### How to complete this task:
Among the entries below, one stretch runs from the line that contains "Fix offchain worker" through the line that contains "(diff shortened: 1 of 3 files shown)". Repeat that stretch exactly, ends included, and only that.

◆ ◆ ◆

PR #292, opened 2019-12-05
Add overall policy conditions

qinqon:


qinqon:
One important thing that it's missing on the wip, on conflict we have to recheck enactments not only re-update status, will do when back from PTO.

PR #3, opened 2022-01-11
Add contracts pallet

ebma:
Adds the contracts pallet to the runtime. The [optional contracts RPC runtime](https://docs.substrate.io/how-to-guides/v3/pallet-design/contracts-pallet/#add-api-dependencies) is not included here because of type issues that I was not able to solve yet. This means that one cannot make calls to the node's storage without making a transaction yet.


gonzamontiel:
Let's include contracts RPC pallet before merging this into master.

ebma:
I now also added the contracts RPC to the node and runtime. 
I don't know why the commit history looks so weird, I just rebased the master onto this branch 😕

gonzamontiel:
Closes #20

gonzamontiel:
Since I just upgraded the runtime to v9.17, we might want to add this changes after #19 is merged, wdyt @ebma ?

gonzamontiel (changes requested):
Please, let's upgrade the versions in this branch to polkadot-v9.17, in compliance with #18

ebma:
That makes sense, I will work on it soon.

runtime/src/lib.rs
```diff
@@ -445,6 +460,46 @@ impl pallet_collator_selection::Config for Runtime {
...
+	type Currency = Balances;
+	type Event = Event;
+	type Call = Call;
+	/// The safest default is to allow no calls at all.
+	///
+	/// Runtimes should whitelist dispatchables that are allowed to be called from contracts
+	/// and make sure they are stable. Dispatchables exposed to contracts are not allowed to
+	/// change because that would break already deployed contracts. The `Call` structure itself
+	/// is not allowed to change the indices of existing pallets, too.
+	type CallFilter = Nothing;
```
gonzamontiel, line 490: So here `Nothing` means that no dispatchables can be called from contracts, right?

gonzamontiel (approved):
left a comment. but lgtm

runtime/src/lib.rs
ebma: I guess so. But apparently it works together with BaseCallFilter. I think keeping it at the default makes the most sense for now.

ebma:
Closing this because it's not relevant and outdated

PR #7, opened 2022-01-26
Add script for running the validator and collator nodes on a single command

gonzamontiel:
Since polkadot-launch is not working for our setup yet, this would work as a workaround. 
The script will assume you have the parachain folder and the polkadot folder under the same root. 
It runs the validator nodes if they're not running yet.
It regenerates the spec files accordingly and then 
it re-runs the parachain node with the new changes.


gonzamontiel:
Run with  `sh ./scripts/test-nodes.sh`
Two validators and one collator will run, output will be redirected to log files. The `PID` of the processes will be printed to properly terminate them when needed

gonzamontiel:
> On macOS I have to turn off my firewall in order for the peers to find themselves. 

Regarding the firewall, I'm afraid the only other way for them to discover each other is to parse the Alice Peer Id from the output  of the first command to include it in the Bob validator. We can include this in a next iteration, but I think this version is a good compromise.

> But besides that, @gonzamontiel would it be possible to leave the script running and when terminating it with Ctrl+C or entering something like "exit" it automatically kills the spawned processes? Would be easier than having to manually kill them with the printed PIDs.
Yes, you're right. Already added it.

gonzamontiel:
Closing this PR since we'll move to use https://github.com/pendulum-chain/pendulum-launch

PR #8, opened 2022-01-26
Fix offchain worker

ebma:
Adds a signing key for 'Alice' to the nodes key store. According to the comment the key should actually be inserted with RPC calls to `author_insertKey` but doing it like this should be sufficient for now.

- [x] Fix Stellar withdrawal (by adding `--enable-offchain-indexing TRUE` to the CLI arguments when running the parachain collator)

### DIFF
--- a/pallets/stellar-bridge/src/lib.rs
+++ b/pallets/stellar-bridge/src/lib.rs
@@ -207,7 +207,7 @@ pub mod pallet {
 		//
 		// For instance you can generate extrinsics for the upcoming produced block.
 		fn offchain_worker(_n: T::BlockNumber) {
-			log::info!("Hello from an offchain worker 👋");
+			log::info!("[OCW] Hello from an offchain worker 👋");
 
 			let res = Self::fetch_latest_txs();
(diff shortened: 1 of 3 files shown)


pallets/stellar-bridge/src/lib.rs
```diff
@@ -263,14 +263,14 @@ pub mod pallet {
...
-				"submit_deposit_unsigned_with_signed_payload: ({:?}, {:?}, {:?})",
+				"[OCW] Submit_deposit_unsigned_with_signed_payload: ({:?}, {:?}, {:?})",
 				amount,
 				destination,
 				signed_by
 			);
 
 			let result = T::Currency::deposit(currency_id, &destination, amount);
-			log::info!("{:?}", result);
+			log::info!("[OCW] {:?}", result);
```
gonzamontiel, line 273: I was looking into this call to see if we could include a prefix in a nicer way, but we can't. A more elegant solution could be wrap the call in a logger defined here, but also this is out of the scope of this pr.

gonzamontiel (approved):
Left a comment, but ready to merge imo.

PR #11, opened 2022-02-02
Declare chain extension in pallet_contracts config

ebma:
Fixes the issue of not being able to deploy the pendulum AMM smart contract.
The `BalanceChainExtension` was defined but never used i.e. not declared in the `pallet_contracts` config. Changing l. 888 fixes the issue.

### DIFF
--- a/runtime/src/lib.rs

◆ ◆ ◆

### Exercise solution:
Fix offchain worker

ebma:
Adds a signing key for 'Alice' to the nodes key store. According to the comment the key should actually be inserted with RPC calls to `author_insertKey` but doing it like this should be sufficient for now.

- [x] Fix Stellar withdrawal (by adding `--enable-offchain-indexing TRUE` to the CLI arguments when running the parachain collator)

### DIFF
--- a/pallets/stellar-bridge/src/lib.rs
+++ b/pallets/stellar-bridge/src/lib.rs
@@ -207,7 +207,7 @@ pub mod pallet {
 		//
 		// For instance you can generate extrinsics for the upcoming produced block.
 		fn offchain_worker(_n: T::BlockNumber) {
-			log::info!("Hello from an offchain worker 👋");
+			log::info!("[OCW] Hello from an offchain worker 👋");
 
 			let res = Self::fetch_latest_txs();
(diff shortened: 1 of 3 files shown)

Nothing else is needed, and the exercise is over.